--- RECORDS SUPPLIED Enclosed Below ---

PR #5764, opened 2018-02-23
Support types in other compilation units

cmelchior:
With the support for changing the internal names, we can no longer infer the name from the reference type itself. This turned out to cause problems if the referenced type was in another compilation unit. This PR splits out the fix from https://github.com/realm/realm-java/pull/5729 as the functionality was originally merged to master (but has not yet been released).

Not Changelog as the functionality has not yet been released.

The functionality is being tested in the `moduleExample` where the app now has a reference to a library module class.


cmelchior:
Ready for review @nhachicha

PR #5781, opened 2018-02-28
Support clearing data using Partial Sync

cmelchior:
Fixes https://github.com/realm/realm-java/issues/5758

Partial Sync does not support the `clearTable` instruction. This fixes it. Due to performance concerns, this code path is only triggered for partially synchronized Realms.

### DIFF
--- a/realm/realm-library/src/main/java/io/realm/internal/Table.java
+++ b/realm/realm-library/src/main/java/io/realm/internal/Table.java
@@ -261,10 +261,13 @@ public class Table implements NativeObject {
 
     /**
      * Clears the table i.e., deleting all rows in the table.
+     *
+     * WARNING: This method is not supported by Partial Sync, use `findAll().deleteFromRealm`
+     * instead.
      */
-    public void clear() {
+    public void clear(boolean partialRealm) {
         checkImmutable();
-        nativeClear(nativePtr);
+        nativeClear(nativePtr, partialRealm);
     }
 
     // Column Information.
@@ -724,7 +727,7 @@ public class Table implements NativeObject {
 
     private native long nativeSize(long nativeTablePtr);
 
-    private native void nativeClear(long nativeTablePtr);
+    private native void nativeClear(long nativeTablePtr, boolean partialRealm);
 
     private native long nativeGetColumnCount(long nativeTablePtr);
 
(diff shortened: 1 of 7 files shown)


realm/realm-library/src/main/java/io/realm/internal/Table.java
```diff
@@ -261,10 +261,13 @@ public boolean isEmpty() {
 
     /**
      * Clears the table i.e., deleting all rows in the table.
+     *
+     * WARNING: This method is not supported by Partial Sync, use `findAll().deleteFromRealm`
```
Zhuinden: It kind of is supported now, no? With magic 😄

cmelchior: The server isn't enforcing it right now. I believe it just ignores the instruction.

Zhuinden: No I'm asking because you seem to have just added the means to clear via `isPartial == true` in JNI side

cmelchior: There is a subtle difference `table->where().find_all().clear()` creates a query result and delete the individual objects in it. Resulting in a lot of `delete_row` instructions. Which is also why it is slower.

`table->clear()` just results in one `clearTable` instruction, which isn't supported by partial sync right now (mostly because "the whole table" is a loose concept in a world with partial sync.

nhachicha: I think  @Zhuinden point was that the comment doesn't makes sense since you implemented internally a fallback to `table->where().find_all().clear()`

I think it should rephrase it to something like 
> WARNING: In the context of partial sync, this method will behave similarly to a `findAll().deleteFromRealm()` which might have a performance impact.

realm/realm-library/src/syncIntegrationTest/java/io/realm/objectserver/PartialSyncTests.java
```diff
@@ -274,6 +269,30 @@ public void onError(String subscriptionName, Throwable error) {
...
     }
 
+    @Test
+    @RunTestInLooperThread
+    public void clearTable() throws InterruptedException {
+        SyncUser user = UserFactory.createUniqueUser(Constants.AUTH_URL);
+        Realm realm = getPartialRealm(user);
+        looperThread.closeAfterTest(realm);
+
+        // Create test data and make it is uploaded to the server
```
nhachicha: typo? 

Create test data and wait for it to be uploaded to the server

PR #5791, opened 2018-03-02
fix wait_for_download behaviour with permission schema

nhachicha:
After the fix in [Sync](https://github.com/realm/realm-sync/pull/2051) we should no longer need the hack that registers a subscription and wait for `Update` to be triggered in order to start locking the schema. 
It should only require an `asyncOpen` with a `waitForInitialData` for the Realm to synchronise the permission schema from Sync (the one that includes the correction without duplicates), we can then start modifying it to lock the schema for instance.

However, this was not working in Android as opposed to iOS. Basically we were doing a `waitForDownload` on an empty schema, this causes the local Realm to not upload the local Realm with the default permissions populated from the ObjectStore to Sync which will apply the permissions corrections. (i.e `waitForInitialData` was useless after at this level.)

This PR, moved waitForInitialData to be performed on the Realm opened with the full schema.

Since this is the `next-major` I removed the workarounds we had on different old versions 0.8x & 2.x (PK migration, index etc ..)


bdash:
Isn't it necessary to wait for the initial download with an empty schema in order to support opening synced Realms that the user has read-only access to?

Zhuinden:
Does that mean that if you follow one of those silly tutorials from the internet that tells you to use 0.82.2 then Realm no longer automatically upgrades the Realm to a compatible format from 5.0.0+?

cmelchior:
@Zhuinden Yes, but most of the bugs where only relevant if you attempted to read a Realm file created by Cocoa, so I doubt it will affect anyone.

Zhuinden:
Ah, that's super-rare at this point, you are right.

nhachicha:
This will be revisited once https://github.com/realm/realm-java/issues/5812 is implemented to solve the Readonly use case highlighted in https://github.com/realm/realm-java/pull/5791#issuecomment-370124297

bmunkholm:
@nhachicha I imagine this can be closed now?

--- End of Enclosed RECORDS SUPPLIED ---

■ **THE TASK**
Write out every entry above, word for word.

■ **RESPONSE FOR THIS EXERCISE**
PR #5764, opened 2018-02-23
Support types in other compilation units

cmelchior:
With the support for changing the internal names, we can no longer infer the name from the reference type itself. This turned out to cause problems if the referenced type was in another compilation unit. This PR splits out the fix from https://github.com/realm/realm-java/pull/5729 as the functionality was originally merged to master (but has not yet been released).

Not Changelog as the functionality has not yet been released.

The functionality is being tested in the `moduleExample` where the app now has a reference to a library module class.


cmelchior:
Ready for review @nhachicha

PR #5781, opened 2018-02-28
Support clearing data using Partial Sync

cmelchior:
Fixes https://github.com/realm/realm-java/issues/5758

Partial Sync does not support the `clearTable` instruction. This fixes it. Due to performance concerns, this code path is only triggered for partially synchronized Realms.

### DIFF
--- a/realm/realm-library/src/main/java/io/realm/internal/Table.java
+++ b/realm/realm-library/src/main/java/io/realm/internal/Table.java
@@ -261,10 +261,13 @@ public class Table implements NativeObject {
 
     /**
      * Clears the table i.e., deleting all rows in the table.
+     *
+     * WARNING: This method is not supported by Partial Sync, use `findAll().deleteFromRealm`
+     * instead.
      */
-    public void clear() {
+    public void clear(boolean partialRealm) {
         checkImmutable();
-        nativeClear(nativePtr);
+        nativeClear(nativePtr, partialRealm);
     }
 
     // Column Information.
@@ -724,7 +727,7 @@ public class Table implements NativeObject {
 
     private native long nativeSize(long nativeTablePtr);
 
-    private native void nativeClear(long nativeTablePtr);
+    private native void nativeClear(long nativeTablePtr, boolean partialRealm);
 
     private native long nativeGetColumnCount(long nativeTablePtr);
 
(diff shortened: 1 of 7 files shown)


realm/realm-library/src/main/java/io/realm/internal/Table.java
```diff
@@ -261,10 +261,13 @@ public boolean isEmpty() {
 
     /**
      * Clears the table i.e., deleting all rows in the table.
+     *
+     * WARNING: This method is not supported by Partial Sync, use `findAll().deleteFromRealm`
```
Zhuinden: It kind of is supported now, no? With magic 😄

cmelchior: The server isn't enforcing it right now. I believe it just ignores the instruction.

Zhuinden: No I'm asking because you seem to have just added the means to clear via `isPartial == true` in JNI side

cmelchior: There is a subtle difference `table->where().find_all().clear()` creates a query result and delete the individual objects in it. Resulting in a lot of `delete_row` instructions. Which is also why it is slower.

`table->clear()` just results in one `clearTable` instruction, which isn't supported by partial sync right now (mostly because "the whole table" is a loose concept in a world with partial sync.

nhachicha: I think  @Zhuinden point was that the comment doesn't makes sense since you implemented internally a fallback to `table->where().find_all().clear()`

I think it should rephrase it to something like 
> WARNING: In the context of partial sync, this method will behave similarly to a `findAll().deleteFromRealm()` which might have a performance impact.

realm/realm-library/src/syncIntegrationTest/java/io/realm/objectserver/PartialSyncTests.java
```diff
@@ -274,6 +269,30 @@ public void onError(String subscriptionName, Throwable error) {
...
     }
 
+    @Test
+    @RunTestInLooperThread
+    public void clearTable() throws InterruptedException {
+        SyncUser user = UserFactory.createUniqueUser(Constants.AUTH_URL);
+        Realm realm = getPartialRealm(user);
+        looperThread.closeAfterTest(realm);
+
+        // Create test data and make it is uploaded to the server
```
nhachicha: typo? 

Create test data and wait for it to be uploaded to the server

PR #5791, opened 2018-03-02
fix wait_for_download behaviour with permission schema

nhachicha:
After the fix in [Sync](https://github.com/realm/realm-sync/pull/2051) we should no longer need the hack that registers a subscription and wait for `Update` to be triggered in order to start locking the schema. 
It should only require an `asyncOpen` with a `waitForInitialData` for the Realm to synchronise the permission schema from Sync (the one that includes the correction without duplicates), we can then start modifying it to lock the schema for instance.

However, this was not working in Android as opposed to iOS. Basically we were doing a `waitForDownload` on an empty schema, this causes the local Realm to not upload the local Realm with the default permissions populated from the ObjectStore to Sync which will apply the permissions corrections. (i.e `waitForInitialData` was useless after at this level.)

This PR, moved waitForInitialData to be performed on the Realm opened with the full schema.

Since this is the `next-major` I removed the workarounds we had on different old versions 0.8x & 2.x (PK migration, index etc ..)


bdash:
Isn't it necessary to wait for the initial download with an empty schema in order to support opening synced Realms that the user has read-only access to?

Zhuinden:
Does that mean that if you follow one of those silly tutorials from the internet that tells you to use 0.82.2 then Realm no longer automatically upgrades the Realm to a compatible format from 5.0.0+?

cmelchior:
@Zhuinden Yes, but most of the bugs where only relevant if you attempted to read a Realm file created by Cocoa, so I doubt it will affect anyone.

Zhuinden:
Ah, that's super-rare at this point, you are right.

nhachicha:
This will be revisited once https://github.com/realm/realm-java/issues/5812 is implemented to solve the Readonly use case highlighted in https://github.com/realm/realm-java/pull/5791#issuecomment-370124297

bmunkholm:
@nhachicha I imagine this can be closed now?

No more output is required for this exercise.